Washington, 2 dez 2020 (AFP) - "Trágico" e "político" é como Bryan Stevenson, um advogado que receberá o prêmio Right Livelihood Award nesta quinta-feira(02), descreve as execuções federais de prisioneiros programadas pelo presidente dos Estados Unidos, Donald Trump, antes de sua saída do cargo em janeiro.

"Para cada nove pessoas que executamos nos Estados Unidos, uma pessoa inocente condenada à morte foi identificada", disse Stevenson à AFP em uma entrevista.

O advogado negro de 61 anos será homenageado com três outros ativistas de direitos humanos nesta quinta-feira com o prêmio da fundação sueca, uma distinção que foi considerada o "Prêmio Nobel Alternativo".

Fundador do grupo Equal Justice Initiative, Stevenson conseguiu provar a inocência ou alterar as sentenças de 130 presos condenados, luta que é narrada em seu livro "Just Mercy" e em um filme homônimo estrelado por Michael B. Jordan.
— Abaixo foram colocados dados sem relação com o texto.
PR #668, opened 2016-06-14
Update drive_mirror test cases

vivianQizhu:
Update drive_mirror test cases
Signed-off-by: QianqianZhu qizhu@redhat.com
Based on:
avocado-framework/avocado-vt#535

### DIFF
--- a/qemu/tests/drive_mirror_cancel.py
+++ b/qemu/tests/drive_mirror_cancel.py
@@ -24,7 +24,7 @@ def run_drive_mirror_cancel(test, params, env):
         bg = utils.InterruptedThread(mirror_test.cancel,)
         bg.start()
         job = mirror_test.get_status()
-        if job["type"] != "mirror":
+        if job.get("type", "0") != "mirror":
             raise error.TestFail("Job cancel immediacatly")
         error.context("Cleanup rules in iptables", logging.info)
         utils.run(params["stop_firewall_cmd"])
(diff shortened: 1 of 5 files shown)


qemu/tests/drive_mirror_cancel.py
```diff
@@ -24,7 +24,7 @@ def run_drive_mirror_cancel(test, params, env):
         bg = utils.InterruptedThread(mirror_test.cancel,)
         bg.start()
         job = mirror_test.get_status()
-        if job["type"] != "mirror":
+        if job.get("type", "0") != "mirror":
```
xutian: why?  job dict doesn't contain type should be error here.

xutian: that's mean job canceled immediately that's not expect results.

vivianQizhu: @xutian , you are right, it will prompt error since "type" wont exist in the dict when job canceled immediately, but I want it execute below line "raise error.TestFail("Job cancel immediacatly")", so that it is a FAIL instead of an ERROR.

vivianQizhu: @xutian , since there is nothing returned when execute query-block-job after job canceled, so "type" would be always not exist and therefore "raise error.TestFail("Job cancel immediacatly")" line would be never executed. I met this situation in my test, so adjust it like this.

xutian: yes, test failed error should be raised here.

xutian:
Looks OK to me. thanks @vivianQizhu

PR #674, opened 2016-06-17
add hugepage test for ppc which default hugepage size is 16M

Zhengtong:
ID: 1339117


CongLi:
From the commit log, I have thought it's a framework update,
please specify hotplug_mem: *** if it's only for this case.

Zhengtong:
Updated , thanks

CongLi:

PandaWei:
LGTM, 
But I don't test it. so just give this a ACK.
Maybe other guys can confirm again and merge it

PR #680, opened 2016-06-28
getfd.py: Using QMP cmd to close fd.

CongLi:

id: 1349762
Based on: https://github.com/avocado-framework/avocado-vt/pull/593

### DIFF
--- a/qemu/tests/getfd.py
+++ b/qemu/tests/getfd.py
@@ -9,6 +9,8 @@ def run(test, params, env):
     1) Boot up a guest
     2) Pass file descriptors via getfd
     3) Check if qemu process has a copy of the file descriptor
+    4) Close fd in qemu process via closefd
+    5) Check if fd has been closed successfully
 
     :param test:   QEMU test object.
     :param params: Dictionary with the test parameters.
@@ -52,7 +54,6 @@ def run(test, params, env):
         path = os.path.join(fdfiles_dir, name)
         fd = os.open(path, os.O_RDWR | os.O_CREAT)
         response = vm.monitor.getfd(fd, name)
-        os.close(fd)
         # getfd is supposed to generate no output
         if response:
             raise error.TestError("getfd returned error: %s" % response)
@@ -60,6 +61,15 @@ def run(test, params, env):
         if not has_fd(pid, path):
             raise error.TestError("QEMU process does not seem to have a file "
                                   "descriptor pointing to file %s" % path)
+        response = vm.monitor.closefd(fd, name)
+        # closefd is supposed to generate no output
+        if response:
+            raise error.TestError("closefd returned error: %s" % response)
+        # check if fd has been closed
+        if has_fd(pid, path):
+            raise error.TestError("QEMU process still has the file descriptor "
+                                  "pointing to file %s after closefd" % path)
+        os.close(fd)
 
     # clean up files
     for n in range(nofiles):


CongLi:
16:42:15 INFO | PASS 1-smp_8.8192m.repeat1.run_test.Host_RHEL.m7.u3.qcow2.virtio_blk.up.virtio_net.RHEL.7.3.x86_64.io-github-autotest-qemu.getfd
16:42:04 DEBUG| (monitor qmpmonitor1) Sending command 'getfd'
16:42:04 DEBUG| Send command: {'execute': 'getfd', 'arguments': {'fdname': 'fdfile-899'}, 'id': 'cGqw4apX'}
16:42:04 DEBUG| (monitor qmpmonitor1) Sending command 'closefd'
16:42:04 DEBUG| Send command: {'execute': 'closefd', 'arguments': {'fdname': 'fdfile-899'}, 'id': 'xNEBRQxS'}

qemu/tests/getfd.py
```diff
@@ -52,7 +52,7 @@ def has_fd(pid, filepath):
         path = os.path.join(fdfiles_dir, name)
         fd = os.open(path, os.O_RDWR | os.O_CREAT)
         response = vm.monitor.getfd(fd, name)
-        os.close(fd)
+        vm.monitor.closefd(fd, name)
```
luckyh: If you closed the file descriptor for the qemu process then the following check should be failed.
```python
        if not has_fd(pid, path):
            raise error.TestError("QEMU process does not seem to have a file "
                                  "descriptor pointing to file %s" % path)
```

CongLi: fd is created in fd = os.open(path, os.O_RDWR | os.O_CREAT).

luckyh: Yes, you opened the fd in avocado process and passed it to qemu, so the qemu process had that fd as well. But then qemu's fd would be closed by `vm.monitor.closefd(fd, name)`, thus, I think it should be failed when you wanted to ensure if the fd is presented in qemu.

PyLearner: agree with @luckyh, i tried manually ,when closefd is sent, check /proc/qemu-pid/fd, the file fd is deleted.

CongLi: Thanks @luckyh @PyLearner 

Code has been updated, could you help review it again?

Thanks.

qemu/tests/getfd.py
```diff
@@ -52,7 +52,8 @@ def has_fd(pid, filepath):
         path = os.path.join(fdfiles_dir, name)
         fd = os.open(path, os.O_RDWR | os.O_CREAT)
         response = vm.monitor.getfd(fd, name)
-        os.close(fd)
+        if fd != pid:
```
luckyh: What is the reason to compare fd and pid?

CongLi: Sorry, it's a mistake, let me re-push it.

CongLi:
@luckyh Could you help review it again? Thanks.

qemu/tests/getfd.py
```diff
@@ -52,14 +52,14 @@ def has_fd(pid, filepath):
         path = os.path.join(fdfiles_dir, name)
         fd = os.open(path, os.O_RDWR | os.O_CREAT)
         response = vm.monitor.getfd(fd, name)
-        os.close(fd)
```
luckyh: Keeping this line is the better choice, because:
1. file descriptors in avocado process is no longer needed.
2. to avoid the "too many open files" issue.

qemu/tests/getfd.py
```diff
@@ -52,14 +52,14 @@ def has_fd(pid, filepath):
...
         # getfd is supposed to generate no output
         if response:
             raise error.TestError("getfd returned error: %s" % response)
         # check if qemu process has a copy of the fd
         if not has_fd(pid, path):
             raise error.TestError("QEMU process does not seem to have a file "
                                   "descriptor pointing to file %s" % path)
+        vm.monitor.closefd(fd, name)
```
luckyh: Do you need to check whether the fd has been actually removed in this case?

qemu/tests/getfd.py
CongLi: @luckyh  thanks a lot for your explanation.

I have updated the code according to your comments,
could you help review it again ? thanks.

qemu/tests/getfd.py
CongLi: Yes, updated, thanks.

Para Stevenson, as condenações injustas deveriam ter resultado na "suspensão" imediata das execuções.

"Como na aviação", disse ele. "Quando um avião cai, temos que descobrir o porquê. Não permitimos que os aviões voem", disse ele.

"Na saúde e na alimentação e segurança fazemos o mesmo, mas de alguma forma no nosso sistema de justiça, não apenas continuamos a executar pessoas, nem tentamos descobrir porque é que o índice de erros é tão elevado", frisou.

O governo Trump retomou as execuções de presidiários federais em julho, após um hiato de 17 anos. Foram oito desde aquele mês e outros cinco estão programados, incluindo um para 15 de janeiro, apenas cinco dias antes da posse do presidente eleito, o democrata Joe Biden.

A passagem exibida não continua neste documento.